During the speech, Gensler appeared to express interest in exchange-traded funds (ETFs) tied to bitcoin futures, referring to CME.
“I anticipate that there will be filings with regard to exchange-traded funds (ETFs) under the Investment Company Act (’40 Act). When combined with the other federal securities laws, the ’40 Act provides significant investor protections,” he said. “Given these important protections, I look forward to the staff’s review of such filings, particularly if those are limited to these CME-traded bitcoin futures.”
Looking to Congress
Ultimately, Gensler is hoping for Congress to grant the SEC additional powers and resources as it expands its oversight of the crypto, according to the speech.
“Certain rules related to crypto assets are well-settled. The test to determine whether a crypto asset is a security is clear,” said Gensler. “There are some gaps in this space, though: We need additional Congressional authorities to prevent transactions, products, and platforms from falling between regulatory cracks. We also need more resources to protect investors in this growing and volatile sector.”
He went on to say:
“In my view, the legislative priority should center on crypto trading, lending, and DeFi platforms.
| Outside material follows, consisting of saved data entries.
PR #945, opened 2020-07-15
Pioneer: Remaining Nicaea proposals

Lezek123:
## Covered issues:
- https://github.com/Joystream/joystream/issues/725 - add SetWorkingGroupMintCapacity, remove SetStorageRoleParams, EvictStorageProvider
- https://github.com/Joystream/joystream/issues/717 - add BeginReviewWorkingGroupLeaderApplications
- https://github.com/Joystream/joystream/issues/718 - add FillWorkingGroupLeaderOpening
- https://github.com/Joystream/joystream/issues/719 - add SlashWorkingGroupLeaderStake and DecreaseWorkingGroupLeaderStake
- https://github.com/Joystream/joystream/issues/720 - add SetWorkingGroupLeaderReward
- https://github.com/Joystream/joystream/issues/724 - add TerminateWorkingGroupLeaderRole

## Other noticable changes:
**Validation schema**
Introduced some `validationSchema.ts` changes and normalization, allowing us to:
- Get the benefit of auto-suggested form field names etc., without having to define them spearately in 2 places (which always opens the room for errors)
- Easy way of providing additional parameters to validation schema from proposal's `FromContainer` component (ie. current block, constraints fetched from the runtime etc.)

**joy-utils**
The `joy-utils` package, which I planned to later extract out from Pioneer, so that other tools (ie. the CLI) can take advantage of it, now has some new useful functionality (transport, formatting, react components etc.), which I introduced there due to the fact that this package was already beeing used by `joy-proposals`. Unfortunately currently it's the 3rd place (I know of) which handles fetching working-groups related data (the other two are `joy-roles`' package transport and the CLI's `Api.ts`), but I hope this can be normalized soon (preferably after `content-working-group` is refactored to use the normalized `working-groups` module).

The immediate benefit of this though is that now we can, for example, use components that handle:
- Displaying wokring group leader data (`LeadInfo`)
- Displaying working group opening applications data and possibly even support filling an opening (`ApplicationDetails`)

Anywhere within Pioneer without creating dependency hell (since `joy-utils` is already pretty well separated). Currently we can, for example, use them allow viewing the applications from the perspecitve of openings view (`/opportunities`) etc. (will only work for `storageWorkingGroup` though)

**Parameters layout**
[...]

PR #963, opened 2020-07-16
@joystream/types - checks config, CI, linter fixes

Lezek123:
This PR:
- Adds yarn `lint`, `format` and `checks` (which also includes circular dep. check) scripts for `@joystream/types`
- Configures linter in the `@joystream/types` workspace and turns off some case-related rules that would require breaking changes
-  Fixes the remaining linter issues
- Adds CI checks specifically for `@joystream/types` and removes no-longer neccessary `madge --circular` check from other projects' CI checks.

Prettier is not yet configured, as there are some incoming changes in https://github.com/Joystream/joystream/pull/945 and https://github.com/Joystream/joystream/pull/884 which would cause unnecessary conflicts.

In order to enable prettier we would just need to change `.prettierignore` file to:
```
**/*.js
**/*.d.ts
!.eslintrc.js
hiring/schemas/role.schema.json
lib/
build/
```
_(This is based on .gitignore, already tested locally)_


types/.gitignore
```diff
@@ -1,6 +1,7 @@
 # Don't track build artifacts
 **/*.js
 **/*.d.ts
+!.eslintrc.js
```
mnaamani, line 4: what does the `!` here do?

mnaamani (commented):
Looks good, left a question about what exclamation mark in .gititnore means

I ran yarn checks and it is reporting a circular dependency:

```
MokoBook:types mokhtar$ yarn checks
yarn run v1.22.4
$ yarn build && madge --circular ./ && yarn lint && prettier ./ --check
$ tsc --build tsconfig.json
Processed 73 files (866ms) 

✖ Found 2 circular dependencies!

1) lib/content-working-group/index.js > lib/index.js
2) lib/index.js > lib/members.js

error Command failed with exit code 1.
```

Although in the github checks it doesn't seem to give the same result

mnaamani:
> Although in the github checks it doesn't seem to give the same result

Of course these were leftover artifacts from prior types library when output was being built into the `lib/` directory so this is a non issue

mnaamani:
Can we add a step to do the following:

```
npm pack
tar xzf  joystream-types-0.11.0.tgz
cd pacakge/
npm install
node ./index.js
```

As a sanity check that the published package will work as expected

types/.gitignore
Lezek123: It means this file is prevented from beeing ignored even if it's matched by some previous rule (`**/*.js` in this case)

mnaamani: ok

Lezek123:
I think we would need a workaround that will work for all versions, so we don't have to change the version in `tar xzf  joystream-types-0.11.0.tgz` each time manually. I'll try to look into that.

Lezek123:
Since the last line of output of `npm pack` should be the filename I think we can achieve this with:
`npm pack | tail -1 | xargs tar xzf`

Lezek123:
Added `npm pack` CI check and prettier formatting

mnaamani:
> Since the last line of output of `npm pack` should be the filename I think we can achieve this with:
> `npm pack | tail -1 | xargs tar xzf`

cool :+1:

PR #966, opened 2020-07-17
fix broken call to create identities api after linter autofix?

mnaamani:
- Small bug fix with passing keyFile option to create identities api
- discovery command, doesn't require keyFile, publicUrl, and providerId arguments


shamil-gadelshin (approved):
LGTM

PR #967, opened 2020-07-17
Feature: Hash commitment property type

### LINKED ISSUE #885: Hash commitment property type
# Background

For many types of data, such as the long description of a video, we do not need to have the data available in storage for any kind of processing. Here it is also not needed to be able to edit it it as a vector. In these cases, its sufficient for the storage to just hold a hash commitment over the raw data. The query node will be able to provide all values to user interfaces by grabbing the latest values from transaction/event history processing. Removing all these property values from the storage means that the content directory takes up much less space on full nodes, and it may even be feasible to do certain kinds of storage migrations in the future. The hash can be used for light clients to verify data provided by query nodes. Hence I propose

# Proposal

- Introduce a new property type `Hash` which accepts user input `Vec<u8>`, and it has an optional size limit defined in the type. Runtime computes a hash and stores it in storage.
- Introduce `Vec<Hash>` the same way.
- We still keep all other types for now, such as raw `Vec<u8>` and `Vec<Vec<u8>>`, in case people for some reason want to be able to treat such data as vectors, but I don't know if we will keep long term.

iorveth:
The scope of this PR includes hash commitment property type core logic implementation


bedeho (approved):
Looks good!

Can we address this in a later PR:

I think the name `StoredPropertyValue` is better than `output...`, because it reflects that this is the type we use to _store_ a property value in storage, sayings its "output" isn't really that clear about its role.

PR #968, opened 2020-07-17
Query node fetch block fix

metmirr:
When polkadotjs API connects to a Substrate/Polkadot chain it registers types for the latest block on the chain. Fetching old blocks becomes problematic because API tries to decode blocks with different polkadot types. The PR ensures metadata for each block before parsing the block.

To minimize merge conflict potential, this PR assumes #954 will be merged first.


dzhelezov (approved):
Looks good!

bedeho (approved):
LGTM.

Regulators would benefit from additional plenary authority to write rules for and attach guardrails to crypto trading and lending.”
How the process for obtaining those resources and authorities remains to be clear. Senators are currently debating the scope of tax reporting requirements for crypto “brokers” as part of a billion-dollar infrastructure bill. Last week, Rep. Don Beyer (D-VA) filed a far-reaching bill focused on the regulation of digital assets and stablecoins.
Gensler reinvoked the topic of national security as his prepared remarks came to a close.
“Right now, large parts of the field of crypto are sitting astride of — not operating within — regulatory frameworks that protect investors and consumers, guard against illicit activity, ensure for financial stability, and yes, protect national security,” he said. “Standing astride isn’t a sustainable place to be. For those who want to encourage innovations in crypto, I’d like to note that financial innovations throughout history don’t long thrive outside of our public policy frameworks.”